What the task asks
Lines with the word "happens" in them must be copied from the records below.

□ □ □

Issue #145, opened 2018-11-23
Call payment.CompleteAfterError() even if panic() happens


vsbogd:
See: 
https://github.com/singnet/snet-daemon/blob/82ae1ca8cf397b1335c866b136919d5f5ff49fa9/handler/interceptors.go#L109

This call should be deferred and called even when panic() happened  during handler call.

raamb:
@stellarspot can we close this issue? Your PR #154 resolves this issue I believe.

vsbogd:
@raamb , it is still not tested, no unit test and no manual test, I would close it after adding unit test.

PR #154, opened 2018-11-28
#145 Call payment.CompleteAfterError() even if panic() happens

stellarspot:
- paymentHandler.CompleteAfterError() method is deferred
- panic mode after handler(...) call is handler

### DIFF
--- a/handler/interceptors.go
+++ b/handler/interceptors.go
@@ -95,13 +95,6 @@ func (interceptor *paymentValidationInterceptor) intercept(srv interface{}, ss g
 	if err != nil {
 		return err.Err()
 	}
-	log.WithField("payment", payment).Debug("New payment received")
-
-	err = paymentHandler.Validate(payment)
-	if err != nil {
-		return err.Err()
-	}
-	log.Debug("Payment validated")
 
 	handlerSucceed := false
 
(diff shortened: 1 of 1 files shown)


handler/interceptors.go
```diff
@@ -103,13 +103,28 @@ func (interceptor *paymentValidationInterceptor) intercept(srv interface{}, ss g
...
+				err = paymentHandler.CompleteAfterError(payment, e)
+				if err != nil {
+					e = err.Err()
+				}
+			}
+		}
+	}()
+
+	e = handler(srv, ss)
+	handlerSucceed = err != nil
```
vsbogd: Should it be?
```suggestion
	handlerSucceed = e != nil
```
Or we could move ```handlerSucceed = true``` to the line 130

handler/interceptors.go
```diff
@@ -103,13 +103,28 @@ func (interceptor *paymentValidationInterceptor) intercept(srv interface{}, ss g
 	}
 	log.Debug("Payment validated")
 
-	e := handler(srv, ss)
+	handlerSucceed := false
+
+	defer func() {
```
vsbogd: I would suggest moving ```defer``` call to line 99, as it should also be called in case of panic or error within Validate() method.

handler/interceptors.go
stellarspot: Yes, it should check e. I have updated this according to the suggestion.

handler/interceptors.go
stellarspot: Updated.

PR #156, opened 2018-11-30
Remove database usage

vsbogd:
Remove old database usages as it is replaced by etcd


config/config.go
```diff
@@ -47,7 +46,6 @@ const (
 	"daemon_listening_port": 8080,
 	"daemon_type": "grpc",
 	"daemon_end_point": "127.0.0.1:8080",
-	"db_path": "snetd.db",
```
stellarspot: It looks like 'payment_channel_storage_type' in config file is not necessary anymore.

vsbogd: It is still possible to use in-memory storage

Issue #158, opened 2018-11-30
Segfault on starting daemon


vsbogd:
```newDaemon()``` function parses port from ```daemon_end_point``` property and returns error even when port is parsed correctly. Then in line 94 (see code below) nil is returned because ```Wrap()``` is called around err which is nil. ```Wrap()``` returns nil in such case so ```newDaemon()``` returns no error but daemon is not initialized correctly. In particular ```daemon.lis``` is nil which lead to segfault.

Source code: https://github.com/singnet/snet-daemon/blob/a5205d1a1090b53f6f421730fa285d9c1b5252bd/snetd/cmd/serve.go#L91-L95

Error log:
```
...
time="2018-11-30T07:26:10Z" level=info msg="daemon_end_point: http://localhost:8090"
...
time="2018-11-30T07:26:10Z" level=debug msg="starting daemon"
panic: runtime error: invalid memory address or nil pointer dereference
[signal SIGSEGV: segmentation violation code=0x1 addr=0x18 pc=0xf4308e]

goroutine 349 [running]:
github.com/singnet/snet-daemon/vendor/github.com/soheilhy/cmux.(*cMux).Serve(0xc420432640, 0x0, 0x0)
	/root/singnet/src/github.com/singnet/snet-daemon/vendor/github.com/soheilhy/cmux/cmux.go:162 +0x7e
created by github.com/singnet/snet-daemon/snetd/cmd.daemon.start
	/root/singnet/src/github.com/singnet/snet-daemon/snetd/cmd/serve.go:219 +0x668
panic: runtime error: invalid memory address or nil pointer dereference
[signal SIGSEGV: segmentation violation code=0x1 addr=0x28 pc=0xf46412]
```

vsbogd:
Fixed by #159 and #161

PR #161, opened 2018-11-30
#Issue 158 

anandrgit:
1) Correct the typo on the variable used to check error
2) Deriving the port number when the daemon end point is of any format below
    http://localhost:8080
    https://localhost:8080
    localhost:8080
    127.0.0.1:8080
https://github.com/singnet/snet-daemon/issues/158


anandrgit:
@vsbogd   request your review on this

Issue #151, opened 2018-11-28
Document snet-daemon configuration


vsbogd:
This is to document daemon configuration in snet-daemon/README.md file.
See issue https://github.com/singnet/wiki/issues/32.

PR #166, opened 2018-12-04
Update daemon configuration documentation

vsbogd:
Update snet-daemon configuration documentation to fix https://github.com/singnet/snet-daemon/issues/151
and unblock https://github.com/singnet/wiki/issues/32.

what is done:
- documentation updated
- property names are converted to the same case (lowcase)
- defaults for ```private_key```  and ```auto_ssl_cache_dir``` properties are added
- legacy ```daemon_listening_port``` property is removed

### DIFF
--- a/README.md
+++ b/README.md
@@ -119,96 +119,96 @@ configuration properties can be set using configuration file.
 These properties you should usually change before starting daemon for the first
 time.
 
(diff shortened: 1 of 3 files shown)


vsbogd:
@ferrouswheel could you please take a look

vsbogd:
I don't really like how it looks like, one of the options is to move the configuration description into ```config/README.md```. May be list will be better then headers.

PR #174, opened 2018-12-14
Support contract Changes on Using Organization Id and Service Id 

anandrgit:
Support contract Changes on Using Organization Id and Service Id instead of Organization name and Service Name.
We will need to clean up the daemon configuration generation across all wikis / README.md files to reflect this correctly.


anandrgit:
The build will fail as the latest contract is not available for reference at 0.2.4

vsbogd:
Looks good to me, as https://github.com/singnet/platform-contracts/pull/85 is merged already, could you please replace release version at https://github.com/singnet/snet-daemon/blob/e9ff650af297219ef2cafacf2ce88d7be6ddca29/resources/blockchain/package.json#L6
to make it buildable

□ □ □

Exercise result
Call payment.CompleteAfterError() even if panic() happens
#145 Call payment.CompleteAfterError() even if panic() happens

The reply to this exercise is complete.